I'm still not sure why there is a need to set a quota for content. Or for the state to subsidize it.
Entertainment is a hugely profitable business. Disney and Marvel for instance made billions of dollars of profits year after year for almost a decade. They did it by making content that people want to watch.
Why not simply... make content that people want to watch?
>Disney and Marvel for instance made billions of dollars of profits year after year for almost a decade.
For a US company.
Canada has long had laws making sure content in Canadian isn't drown out by external cultures and to keep some business at home. It's not exactly a complicated motivation, nor is "just out-compete the entire planet" a reasonable suggestion for that goal.
Canadian here. This isn't about subsidizing content, this is about censoring content that the Canadian government deems to be "not in the Canadian spirit". This is about treating anyone with a larger audience (youtube, insta, etc) as a broadcaster and making them follow strict government rules.
As another Canadian I believe this is a pretty strong miscategorization of the bill, this bill is extending the practice of CanCon to online platforms that would, from given comments, require various algorithmic recommendation tools to highlight content that the CRTC marks as being Canadian.

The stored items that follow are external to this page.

PR #711, opened 2026-06-02
Bipolar north-fold boundary condition for tripolar grids

### LINKED ISSUE #194: does xgcm handle models with a tri-polar?

hdrake:
Adds a **bipolar north-fold boundary** to xgcm (closes #194), expressed as a
single per-axis boundary on one grid tile:

```python
Grid(ds, coords={...}, boundary={"X": "periodic", "Y": {"fold": "corner"}})
```

**Terminology.** The global grids this serves are **tripolar** — they carry
three coordinate singularities: the ordinary South Pole plus two poles displaced
over Arctic land. The *fold itself* is **bipolar**: the northern edge of the
single logical tile folds onto itself along the **bipolar seam**, the line
joining the two northern poles. So "tripolar" describes the grid; "bipolar"
describes this fold.

The fold mirrors the periodic **seam** (zonal) axis about the pole and
**sign-flips** vector components, reproducing the north-fold conventions of
MOM6, NEMO, MOM5, and Oceananigans. The pivot names the sublattice the pole sits
on: `center`/`T`, `corner`/`F`, `U`, `V` (or an explicit `{axis: position}`
mapping). These four cases are exhaustive (each axis is either a cell center or
a cell edge). Only the **north** edge folds; the south edge of a fold axis takes
a per-call `boundary` override when given, otherwise a configurable `south` mode
(default `fill`).

### What's here
- **`xgcm/padding.py`** — fold padding kernels + pivot resolution; **`grid.py`** —
  fold validation and seam-axis inference. Unsupported combinations now fail with
  clear errors rather than cryptic ones (a fold combined with `face_connections`;
  an `inner` seam position under a center-type pivot, which has no mirror
  partner).
- **`xgcm/test/test_fold.py`** — unit tests over all pivots/positions, the vector
  sign flip, multi-row halos, simultaneous seam padding, dask parity, the
  per-call south-edge override, a **known-answer `interp`/`diff`-across-the-seam**
  test (hand-folded numpy reference, scalar and vector), and the guard errors.
- **docs**: a new **"The Bipolar North Fold (Tripolar Grids)"** section in
  `grid_topology.md` with two publication-quality schematics (the four pivot
  conventions, and how the halo is filled by mirror + sign flip), generated by
  `scripts/make_fold_schematics.py`; adds `05_tripolar_fold` to the nav and bumps
  the `xgcm-examples` submodule (xgcm/xgcm-examples#26).

### Examples (xgcm/xgcm-examples#26, via the submodule bump)
- `05_tripolar_fold.ipynb` — demonstrates the fold directly in **logical
  grid-index space** (no map projection, so the seam is just a horizontal line)
  on three real models — **MOM6 (GFDL-CM4), NEMO eORCA1 (IPSL-CM6A-LR), and
  Oceananigans**. It shows `interp` across the seam (surface speed stays
  continuous), the `u`/`v` component **sign flip** (the vector fold), a cross-seam
  transect, and `diff` across the seam (horizontal divergence — a true scalar —
  stays continuous). In each case the fold halo continues the real field while a
  naive boundary smears the edge, with the operator corrected exactly along the
  seam and untouched elsewhere.

### Sync with master
- Merged current `master` into the branch. The two new upstream commits were the
  source of the conflicts: #730 removed the now-deleted `05_autogenerate` nav
  entry, and #731 bumped the `xgcm-examples` submodule to the **modernized 01–04**
  examples. Resolved by dropping `05_autogenerate`, **renumbering the fold example
  `06`→`05`** (nav + `grid_topology.md` link), and pointing the submodule at the
  rebased xgcm-examples#26 commit (modernized 01–04 + `05_tripolar_fold`).
- All five example notebooks were re-executed against this branch's build (0 cell
  errors).

> The `docs/xgcm-examples` submodule pointer references xgcm/xgcm-examples#26;
> that PR should merge first so the pointer resolves on `master`.

---

### Review pass (latest commit)
An independent review pass added two small hardening/clarity fixes:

There are some concerns around censorship here (that the Canadian government may decline to mark videos highlighting controversial topics as being Canadian) but it'll honestly just shift those videos out of this preferred requirement.
Most services currently offer some regional and language preferences so this doesn't seem like a huge technical requirement but it is quite possible it'll hurt smaller platforms disproportionately more than larger ones - most regulation, even very warranted stuff, tends to increase the barrier to market entry.
I think this is a pretty fair way to approach trying to supplement the economy and retain more productivity within the country as we're trying to pay off the debts we've racked up during covid, it'll help boost the take home of artists and independent creators without leaving a large line item supporting the arts for the CPC to cut if they regain a majority. But that's totally just my opinion.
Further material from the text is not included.